"Thanks for the compliment," she said; "but prudes are born, not made. You don't shoot, you don't hunt, you remember every wasp you have possibly killed. Oh, Tom, I am afraid you are hopeless. Don't laugh. I mean what I say; at least, I think I mean the greater part of it."
"I reserve the less, then," said Tom. "I must go too. So Alice and Haslemere and I will see you to-night?"
"Yes; we'll escape as soon as we can from the dinner. Mind you take some money with you, Jack, for the round game.
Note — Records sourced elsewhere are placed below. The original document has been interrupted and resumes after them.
PR #1879, opened 2026-02-21
exec::repeat_until et al.: Dependent Child Sender Support

RobertLeahy:
The TODO eliminated by this commit not only meant that exec::repeat_until et al. previously didn't the usual constant evaluation techniques to report errors, it also meant that a hard compile error (rather than a return type indicating that the sender is dependent) resulted if:

- The child sender was dependent, and
- An attempt was made to determine the completion signatures of the parent without an environment

Updated so exec::repeat_until et al. now properly report that they are dependent if their child is dependent.

### DIFF
--- a/include/exec/repeat_until.hpp
+++ b/include/exec/repeat_until.hpp
@@ -28,6 +28,9 @@
 #include <exception>
 #include <type_traits>
 
+STDEXEC_PRAGMA_PUSH()
+STDEXEC_PRAGMA_IGNORE_EDG(not_used_in_template_function_params)
+
 namespace experimental::execution
 {
   struct _EXPECTING_A_SENDER_OF_ONE_VALUE_THAT_IS_CONVERTIBLE_TO_BOOL_;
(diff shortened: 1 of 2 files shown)


include/exec/repeat_until.hpp
```diff
@@ -255,13 +255,28 @@ namespace experimental::execution
...
+
     struct __repeat_until_impl : __sexpr_defaults
     {
       template <class _Sender, class... _Env>
       static consteval auto __get_completion_signatures()
       {
-        // TODO: port this to use constant evaluation
-        return __completions_t<__child_of<_Sender>, _Env...>{};
+        using __child_t = __child_of<_Sender>;
+        if constexpr (::STDEXEC::__minvocable_q<__completions_t, __child_t, _Env...>)
```
ericniebler: imo, better would be to change `__completions_t` to always be well-formed and return descriptive errors. best would be to rewrite this function to use consteval instead of TMP.

PR #2020, opened 2026-04-12
workaround: task use-after-free on MSVC due to symmetric transfer codegen bug

lixin-wei:
## The Problem

I met a segment fault on MSVC (_MSC_VER 1944)

The root cause seems to be a bug of MSVC's code generation in symmetric transfer. It generates something like:

```cpp
// MSVC's compiler-generated pseudocode:
handle = awaiter.await_suspend(current_coro);
current_coro.frame->__temp = handle;   // store into suspended frame
handle.resume();                        // regular call, not tail-jump
```

That intermediate write back into the suspended coroutine's frame is the problem. In stdexec's task<T>, await_suspend calls __completed(), which destroys the coroutine frame (via __sink(task)) as part of its cleanup. When await_suspend returns, the frame is already freed — but MSVC still writes the returned handle into it, causing a write-after-free crash.

I've searched around but this bug seems not fixed yet.

## The Workaround

This PR makes a workaround by disabling symmetric transfer in MSVC.
But this will cause the `test_task_awaits_inline_sndr_without_stack_overflow` to fail, which tests symmetric transfer. So I also disabled this test in MSVC.

### DIFF
--- a/include/stdexec/__detail/__task.hpp
+++ b/include/stdexec/__detail/__task.hpp
@@ -784,11 +784,33 @@ namespace STDEXEC
         return false;
       }
 
+#if defined(_MSC_VER)
+      // MSVC does not implement symmetric transfer as a tail call.  When
+      // await_suspend returns coroutine_handle<>, MSVC writes the returned
+      // handle back into the suspended coroutine's frame before transferring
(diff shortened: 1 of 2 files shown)


lixin-wei:
it's fixed in 1950, closing

PR #2025, opened 2026-04-14
No when_all_fail test with NVHPC

dkolsen-pgi:
When building with NVHPC, CMake is not configured for CUDA.  The fact that newly added test when_all_fail was set up with "LANGUAGE CUDA" was causing CMake failures when the compiler was NVHPC.

To fix this, put the definition of test when_all_fail inside an
```
	if(NOT (CMAKE_CXX_COMPILER_ID STREQUAL "NVHPC"))
```
block.

### DIFF
--- a/test/nvexec/CMakeLists.txt
+++ b/test/nvexec/CMakeLists.txt
@@ -63,16 +63,18 @@ target_link_libraries(test.nvexec
 
 catch_discover_tests(test.nvexec PROPERTIES TIMEOUT 30)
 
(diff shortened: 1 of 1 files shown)


ericniebler:
but why? nvc++ is passing this test in CI. i took special care to make it so.

dkolsen-pgi:
After discussing this with Eric, we decided that this isn't necessary.  I have reconfigured the NVHPC tests so that a CUDA language target isn't a problem.

PR #2030, opened 2026-04-17
fix: add inline to constexpr vars and extern C to _mm_pause for C++ module compat

guptapratykshh:
Add `inline` to namespace-scope `constexpr` variable definitions in`__any.hpp`, `__config.hpp`, `__query.hpp`, `__utility.hpp`, `__let.hpp`,and `__meta.hpp` to prevent duplicate symbol errors when multiple C++ module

I must fly," she said again, and took her graceful presence very slowly out of the room.
There was a short silence, broken by Lord Conybeare.
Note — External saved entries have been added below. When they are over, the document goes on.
PR #2035, opened 2026-04-19
fix: remove digit separators from integer literals for clang-scan-deps C++ module compat

guptapratykshh:
clang-scan-deps rejects apostrophe-separated digit literals (e.g. 1'000) when scanning dependencies for C++ modules. Remove all digit separators from integer literals in exec and stdexec headers so that dependency scanning succeeds without source patching on the consumer side.

### DIFF
--- a/include/stdexec/__detail/__config.hpp
+++ b/include/stdexec/__detail/__config.hpp
@@ -599,7 +599,7 @@ namespace STDEXEC
 #endif
 
 #if __has_include(<memory_resource>) && \
-  (defined(__cpp_lib_memory_resource) && __cpp_lib_memory_resource >= 2016'03L)
+  (defined(__cpp_lib_memory_resource) && __cpp_lib_memory_resource >= 201603L)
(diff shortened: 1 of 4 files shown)


include/stdexec/__detail/__config.hpp
```diff
@@ -599,7 +599,7 @@ namespace STDEXEC
 #endif
 
 #if __has_include(<memory_resource>) && \
-  (defined(__cpp_lib_memory_resource) && __cpp_lib_memory_resource >= 2016'03L)
```
ericniebler, line 602: all of the changes except this one should be unnecessary. clang-scan-deps only looks for #if/#else, #include, and import.

ericniebler (changes requested):

include/stdexec/__detail/__config.hpp
guptapratykshh: @ericniebler, please have a look, I have reverted the other files

ericniebler (approved):

ericniebler:
thanks!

"It is odd how you can tell a man by the hour at which he dines," he said. "Seven is an impossible hour, and the people who dine at seven are as impossible as the hour. People who dine at half-past are those who are trying to dine at eight and cannot manage it. They are also trying not to be impossible, and cannot."
Lady Haslemere got up.
"I once knew a man who dined at ten minutes to eight," she said, "which struck me as extremely curious. He was an archdeacon. I believe all archdeacons dine at ten minutes to eight. And they call it a quarter to, which is even odder."
"I don't know any archdeacons," said Tom, with a touch of wistfulness in his voice. "Introduce me to one to-night, Alice."
"Archdeacons don't come to Berkeley Street," said she.